Stored dataset items
►

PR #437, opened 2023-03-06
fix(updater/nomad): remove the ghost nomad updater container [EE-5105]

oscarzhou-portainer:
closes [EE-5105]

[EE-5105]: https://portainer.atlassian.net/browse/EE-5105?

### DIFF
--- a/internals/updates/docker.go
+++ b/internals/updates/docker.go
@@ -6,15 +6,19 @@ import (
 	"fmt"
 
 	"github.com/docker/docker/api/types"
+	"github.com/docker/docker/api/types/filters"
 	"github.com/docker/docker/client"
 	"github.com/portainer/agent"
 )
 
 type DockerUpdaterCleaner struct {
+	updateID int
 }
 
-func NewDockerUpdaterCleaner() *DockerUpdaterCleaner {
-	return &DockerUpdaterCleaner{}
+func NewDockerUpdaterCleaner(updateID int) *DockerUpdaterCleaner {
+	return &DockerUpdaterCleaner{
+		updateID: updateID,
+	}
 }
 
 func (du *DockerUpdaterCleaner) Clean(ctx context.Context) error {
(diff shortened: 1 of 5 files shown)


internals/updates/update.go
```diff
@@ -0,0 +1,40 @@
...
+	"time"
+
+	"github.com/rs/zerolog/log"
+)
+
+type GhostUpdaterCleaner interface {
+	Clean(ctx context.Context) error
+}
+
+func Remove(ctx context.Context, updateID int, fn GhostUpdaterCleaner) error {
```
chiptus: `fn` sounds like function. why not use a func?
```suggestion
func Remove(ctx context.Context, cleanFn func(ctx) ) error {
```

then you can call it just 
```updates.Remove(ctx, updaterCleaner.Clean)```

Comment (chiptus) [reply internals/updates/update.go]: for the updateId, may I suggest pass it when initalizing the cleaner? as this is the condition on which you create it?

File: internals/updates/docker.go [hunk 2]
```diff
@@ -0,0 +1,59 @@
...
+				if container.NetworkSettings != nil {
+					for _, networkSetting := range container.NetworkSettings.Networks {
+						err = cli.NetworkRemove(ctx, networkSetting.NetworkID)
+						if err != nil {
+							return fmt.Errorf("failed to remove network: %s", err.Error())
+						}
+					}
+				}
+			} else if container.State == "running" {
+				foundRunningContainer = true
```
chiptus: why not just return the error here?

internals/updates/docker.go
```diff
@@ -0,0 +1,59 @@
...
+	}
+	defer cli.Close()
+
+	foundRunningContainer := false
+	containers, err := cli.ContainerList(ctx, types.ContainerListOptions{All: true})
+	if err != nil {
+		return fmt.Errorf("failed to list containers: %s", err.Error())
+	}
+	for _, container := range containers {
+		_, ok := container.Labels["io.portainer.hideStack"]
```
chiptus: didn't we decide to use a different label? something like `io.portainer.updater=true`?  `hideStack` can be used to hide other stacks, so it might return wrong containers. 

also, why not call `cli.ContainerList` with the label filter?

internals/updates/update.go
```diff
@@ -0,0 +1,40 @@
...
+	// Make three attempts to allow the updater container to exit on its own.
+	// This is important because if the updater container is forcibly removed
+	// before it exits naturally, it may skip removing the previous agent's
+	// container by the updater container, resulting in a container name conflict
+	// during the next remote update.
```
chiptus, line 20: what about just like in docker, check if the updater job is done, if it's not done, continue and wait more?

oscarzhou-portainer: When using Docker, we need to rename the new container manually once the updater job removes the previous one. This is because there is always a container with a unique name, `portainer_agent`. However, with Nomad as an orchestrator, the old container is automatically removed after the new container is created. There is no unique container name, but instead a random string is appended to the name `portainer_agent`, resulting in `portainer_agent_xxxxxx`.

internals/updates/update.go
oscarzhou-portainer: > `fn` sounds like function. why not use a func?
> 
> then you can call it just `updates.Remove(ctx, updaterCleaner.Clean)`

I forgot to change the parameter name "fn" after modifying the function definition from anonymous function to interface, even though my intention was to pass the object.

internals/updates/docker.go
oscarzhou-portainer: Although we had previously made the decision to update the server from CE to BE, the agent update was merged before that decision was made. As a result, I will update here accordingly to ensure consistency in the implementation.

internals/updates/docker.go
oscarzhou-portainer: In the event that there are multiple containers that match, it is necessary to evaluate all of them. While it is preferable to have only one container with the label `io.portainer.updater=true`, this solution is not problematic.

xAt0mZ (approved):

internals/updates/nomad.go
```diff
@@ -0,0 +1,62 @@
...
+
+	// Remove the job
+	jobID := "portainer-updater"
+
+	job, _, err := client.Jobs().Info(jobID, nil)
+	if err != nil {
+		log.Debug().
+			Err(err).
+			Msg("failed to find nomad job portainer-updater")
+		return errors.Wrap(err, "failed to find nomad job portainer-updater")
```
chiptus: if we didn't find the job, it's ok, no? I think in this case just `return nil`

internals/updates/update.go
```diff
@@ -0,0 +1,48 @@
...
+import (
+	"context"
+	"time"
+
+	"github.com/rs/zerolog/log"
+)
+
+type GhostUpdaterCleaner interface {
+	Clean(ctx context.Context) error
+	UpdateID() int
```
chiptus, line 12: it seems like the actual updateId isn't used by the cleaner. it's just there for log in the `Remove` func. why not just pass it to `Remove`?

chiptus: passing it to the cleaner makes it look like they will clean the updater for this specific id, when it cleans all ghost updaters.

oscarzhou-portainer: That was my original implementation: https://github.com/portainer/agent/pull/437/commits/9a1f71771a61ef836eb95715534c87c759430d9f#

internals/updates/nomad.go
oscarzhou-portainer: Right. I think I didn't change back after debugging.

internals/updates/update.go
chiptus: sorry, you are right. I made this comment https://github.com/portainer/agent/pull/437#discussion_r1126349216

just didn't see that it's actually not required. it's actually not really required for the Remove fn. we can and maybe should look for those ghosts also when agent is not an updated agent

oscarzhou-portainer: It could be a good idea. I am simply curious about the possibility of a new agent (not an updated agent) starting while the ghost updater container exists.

◄
►

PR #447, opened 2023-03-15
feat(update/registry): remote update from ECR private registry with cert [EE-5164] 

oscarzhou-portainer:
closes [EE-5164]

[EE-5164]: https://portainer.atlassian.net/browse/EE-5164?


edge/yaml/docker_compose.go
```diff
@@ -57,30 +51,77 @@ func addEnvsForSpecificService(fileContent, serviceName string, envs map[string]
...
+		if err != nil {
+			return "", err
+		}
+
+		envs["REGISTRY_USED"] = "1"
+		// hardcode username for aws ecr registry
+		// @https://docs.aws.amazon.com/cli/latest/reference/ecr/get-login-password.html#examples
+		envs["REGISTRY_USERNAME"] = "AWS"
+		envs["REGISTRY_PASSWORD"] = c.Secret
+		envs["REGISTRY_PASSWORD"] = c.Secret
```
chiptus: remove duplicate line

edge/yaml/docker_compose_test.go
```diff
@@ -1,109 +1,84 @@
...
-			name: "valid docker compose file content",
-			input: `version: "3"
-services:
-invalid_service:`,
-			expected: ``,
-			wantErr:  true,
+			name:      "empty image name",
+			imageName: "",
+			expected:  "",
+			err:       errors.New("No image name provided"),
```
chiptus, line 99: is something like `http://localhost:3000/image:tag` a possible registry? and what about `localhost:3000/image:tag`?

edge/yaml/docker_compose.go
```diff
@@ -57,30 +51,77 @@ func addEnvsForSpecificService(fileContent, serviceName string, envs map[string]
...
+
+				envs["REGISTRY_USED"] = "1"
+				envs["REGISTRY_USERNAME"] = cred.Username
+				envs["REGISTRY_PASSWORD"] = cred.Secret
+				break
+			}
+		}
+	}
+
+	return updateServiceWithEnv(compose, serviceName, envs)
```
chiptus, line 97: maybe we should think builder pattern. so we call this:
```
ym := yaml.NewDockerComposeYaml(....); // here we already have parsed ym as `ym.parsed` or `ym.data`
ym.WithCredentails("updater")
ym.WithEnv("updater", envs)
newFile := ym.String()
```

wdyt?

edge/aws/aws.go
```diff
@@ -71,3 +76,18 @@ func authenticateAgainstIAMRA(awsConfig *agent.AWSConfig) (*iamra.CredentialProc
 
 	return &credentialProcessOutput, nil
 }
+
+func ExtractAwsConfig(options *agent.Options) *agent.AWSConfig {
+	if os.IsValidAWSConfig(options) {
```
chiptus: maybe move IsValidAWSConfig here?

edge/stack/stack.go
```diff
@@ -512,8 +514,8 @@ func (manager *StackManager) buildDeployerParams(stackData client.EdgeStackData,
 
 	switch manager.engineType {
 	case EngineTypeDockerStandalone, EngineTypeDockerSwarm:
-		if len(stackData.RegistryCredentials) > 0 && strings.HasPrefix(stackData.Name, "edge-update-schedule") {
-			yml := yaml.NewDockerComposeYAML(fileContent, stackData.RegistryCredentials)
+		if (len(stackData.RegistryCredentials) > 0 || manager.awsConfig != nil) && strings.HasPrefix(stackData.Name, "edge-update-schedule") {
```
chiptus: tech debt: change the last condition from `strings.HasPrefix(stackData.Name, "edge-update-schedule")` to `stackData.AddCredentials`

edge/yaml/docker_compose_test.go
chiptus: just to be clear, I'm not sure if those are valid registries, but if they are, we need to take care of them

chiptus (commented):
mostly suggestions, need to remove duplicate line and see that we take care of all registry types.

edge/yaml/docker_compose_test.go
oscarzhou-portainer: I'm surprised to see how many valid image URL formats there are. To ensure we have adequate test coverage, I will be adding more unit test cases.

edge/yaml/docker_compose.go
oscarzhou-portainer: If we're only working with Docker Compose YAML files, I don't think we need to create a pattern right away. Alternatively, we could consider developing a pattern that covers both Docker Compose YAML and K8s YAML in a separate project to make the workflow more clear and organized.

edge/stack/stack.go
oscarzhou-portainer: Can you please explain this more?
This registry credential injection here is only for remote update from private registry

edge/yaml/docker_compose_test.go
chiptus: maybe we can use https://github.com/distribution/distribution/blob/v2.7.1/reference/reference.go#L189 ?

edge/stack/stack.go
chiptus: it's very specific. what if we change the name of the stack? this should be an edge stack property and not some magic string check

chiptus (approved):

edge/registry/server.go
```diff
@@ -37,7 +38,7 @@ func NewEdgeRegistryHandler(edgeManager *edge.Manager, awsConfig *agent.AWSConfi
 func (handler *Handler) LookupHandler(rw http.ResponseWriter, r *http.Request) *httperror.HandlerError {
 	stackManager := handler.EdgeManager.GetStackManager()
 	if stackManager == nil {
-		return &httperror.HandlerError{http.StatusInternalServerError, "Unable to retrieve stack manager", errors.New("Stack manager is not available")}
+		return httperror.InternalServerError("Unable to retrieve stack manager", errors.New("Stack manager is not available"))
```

◄
►

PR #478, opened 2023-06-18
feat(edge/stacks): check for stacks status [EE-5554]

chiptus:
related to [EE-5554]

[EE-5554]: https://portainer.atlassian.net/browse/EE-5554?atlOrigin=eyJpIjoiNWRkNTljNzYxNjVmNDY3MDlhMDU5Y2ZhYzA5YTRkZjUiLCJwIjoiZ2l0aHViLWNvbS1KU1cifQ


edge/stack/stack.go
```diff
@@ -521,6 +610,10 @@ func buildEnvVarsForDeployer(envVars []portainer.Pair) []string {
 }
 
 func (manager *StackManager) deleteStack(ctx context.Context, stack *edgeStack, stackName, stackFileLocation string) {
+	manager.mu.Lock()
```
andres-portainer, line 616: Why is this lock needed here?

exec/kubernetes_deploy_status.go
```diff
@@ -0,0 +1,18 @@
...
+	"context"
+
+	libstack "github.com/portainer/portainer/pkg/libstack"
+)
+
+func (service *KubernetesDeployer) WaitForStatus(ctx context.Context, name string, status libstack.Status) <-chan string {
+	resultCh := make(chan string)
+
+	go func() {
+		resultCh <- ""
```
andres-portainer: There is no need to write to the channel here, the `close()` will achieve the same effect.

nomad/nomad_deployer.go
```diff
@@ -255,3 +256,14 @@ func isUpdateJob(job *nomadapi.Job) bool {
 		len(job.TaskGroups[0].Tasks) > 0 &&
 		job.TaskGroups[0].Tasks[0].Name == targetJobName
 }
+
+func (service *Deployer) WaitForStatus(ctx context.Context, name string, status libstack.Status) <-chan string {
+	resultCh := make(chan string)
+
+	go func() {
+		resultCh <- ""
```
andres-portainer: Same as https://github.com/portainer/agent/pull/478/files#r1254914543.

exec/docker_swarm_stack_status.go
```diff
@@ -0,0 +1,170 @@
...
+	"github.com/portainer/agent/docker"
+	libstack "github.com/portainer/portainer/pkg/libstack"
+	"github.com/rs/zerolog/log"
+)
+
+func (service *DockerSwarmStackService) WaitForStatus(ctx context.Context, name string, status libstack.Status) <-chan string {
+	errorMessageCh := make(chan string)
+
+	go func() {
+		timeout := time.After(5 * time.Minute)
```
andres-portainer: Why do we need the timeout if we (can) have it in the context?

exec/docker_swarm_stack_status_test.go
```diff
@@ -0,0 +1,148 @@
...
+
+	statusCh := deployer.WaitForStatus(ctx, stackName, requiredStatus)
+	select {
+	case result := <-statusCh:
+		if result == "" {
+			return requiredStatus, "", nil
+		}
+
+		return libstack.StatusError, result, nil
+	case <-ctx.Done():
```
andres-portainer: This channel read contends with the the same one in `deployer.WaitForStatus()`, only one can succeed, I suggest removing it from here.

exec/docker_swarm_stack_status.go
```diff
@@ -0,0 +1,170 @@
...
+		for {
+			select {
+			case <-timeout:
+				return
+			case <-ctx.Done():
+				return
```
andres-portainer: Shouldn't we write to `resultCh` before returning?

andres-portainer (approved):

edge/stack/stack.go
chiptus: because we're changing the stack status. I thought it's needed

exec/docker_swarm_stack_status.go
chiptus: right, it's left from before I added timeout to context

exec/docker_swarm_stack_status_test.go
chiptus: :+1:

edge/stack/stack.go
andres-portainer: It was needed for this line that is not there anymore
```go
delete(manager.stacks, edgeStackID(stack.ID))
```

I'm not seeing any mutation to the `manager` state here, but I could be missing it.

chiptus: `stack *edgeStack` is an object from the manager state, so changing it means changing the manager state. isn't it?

◄

Problem to solve ▸
Please count the lines above that hold the string "hideStack" and reply with the number alone.

Exercise output ▸
2